Medline ® Abstract for Reference 35
of 'First-line chemotherapy for advanced (stage III or IV) epithelial ovarian, fallopian tubal, and peritoneal cancer'
A phase I study with an expanded cohort to assess the feasibility of intraperitoneal carboplatin and intravenous paclitaxel in untreated ovarian, fallopian tube, and primary peritoneal carcinoma: A Gynecologic Oncology Group study.
Morgan MA, Sill MW, Fujiwara K, Greer B, Rubin SC, Degeest K, Yamada SD, Waggoner S, Coleman RL, Walker JL, Mannel RS
Gynecol Oncol. 2011 May;121(2):264-8. Epub 2011 Feb 1.

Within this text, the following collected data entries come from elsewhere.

PR #74, opened 2021-09-04
Simplify types consumption and use @temporalio/proto

feedmeapples:
## What was changed

Switched to `@temporalio/proto` NPM package for types consumption
Created custom `types/index.ts` that exports common types from various paths of `@temporalio/proto`
Refactored the app to consume `types/index.ts`

## Why?

Simplifies types consumption
Allows to remove custom type generation from the project 

## Checklist

1. Closes 

2. How was this tested:

3. Any docs updates needed?

### DIFF
--- a/src/lib/components/namespace-select.svelte
+++ b/src/lib/components/namespace-select.svelte
@@ -3,7 +3,7 @@
   import { getContext } from 'svelte';
   import { goto } from '$app/navigation';
 
-  import type { DescribeNamespaceResponse } from '$types/temporal/api/workflowservice/v1/request_response';
+  import type { DescribeNamespaceResponse } from '$types';
 
   $: namespaces = getContext<DescribeNamespaceResponse[]>('namespaces').map(
     (namespace) => namespace.namespaceInfo.name,
--- a/src/routes/namespaces/[namespace]/workflows/[workflow]/[run]/events/events.d.ts
+++ b/src/routes/namespaces/[namespace]/workflows/[workflow]/[run]/events/events.d.ts
@@ -1,85 +1,85 @@
 type HistoryEvent =
-  import('$types/temporal/api/history/v1/message').HistoryEvent;
+  import('$types').HistoryEvent;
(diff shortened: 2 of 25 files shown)


src/lib/components/namespace-select.svelte
```diff
@@ -3,7 +3,7 @@
   import { getContext } from 'svelte';
   import { goto } from '$app/navigation';
 
-  import type { DescribeNamespaceResponse } from '$types/temporal/api/workflowservice/v1/request_response';
+  import type { DescribeNamespaceResponse } from '$types/definitions';
```
feedmeapples, line 6: there is probably a better to do `$types` instead of `$types/definitions`. I didn't focus on this much and wanted to have a working PoC first

src/routes/namespaces/[namespace]/workflows/[workflow]/[run]/events/events.d.ts
```diff
@@ -1,85 +1,85 @@
 type HistoryEvent =
-  import('$types/temporal/api/history/v1/message').HistoryEvent;
+  import('$types').HistoryEvent;
```
Comment (bergundy) [inline src/routes/namespaces/[namespace]/workflows/[workflow]/[run]/events/events.d.ts:2]: Is this generated code?
Why do we need all of these separate import lines?

bergundy (approved):
Nice to see the protos library is being put into good use :)

src/routes/namespaces/[namespace]/workflows/[workflow]/[run]/events/events.d.ts
Comment (feedmeapples) [reply src/routes/namespaces/[namespace]/workflows/[workflow]/[run]/events/events.d.ts:2]: afaik these event types may end up having custom properties or the same properties but custom mapping handlers

cc @stevekinney to correct me or provide details

Comment (bergundy) [reply src/routes/namespaces/[namespace]/workflows/[workflow]/[run]/events/events.d.ts:2]: You might want to take the interfaces instead of the classes, I find them easier to work with.

```suggestion
  import('$types').IHistoryEvent;
```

OBJECTIVE: This study aimed to determine the first-cycle maximum tolerated dose (MTD) of intraperitoneal carboplatin in combination with intravenous paclitaxel and then assess the feasibility of this dose over multiple cycles.
METHODS: Beginning at an intraperitoneal (IP) carboplatin dose area under the curve (AUC) of 5 and a fixed intravenous dose of 175mg/m(2) paclitaxel, patients were entered on a dose-escalating phase evaluating first-cycle dose-limiting toxicity (DLT). After estimating the MTD, cohorts of 20 patients were then entered in an expanded phase to evaluate DLT over four cycles.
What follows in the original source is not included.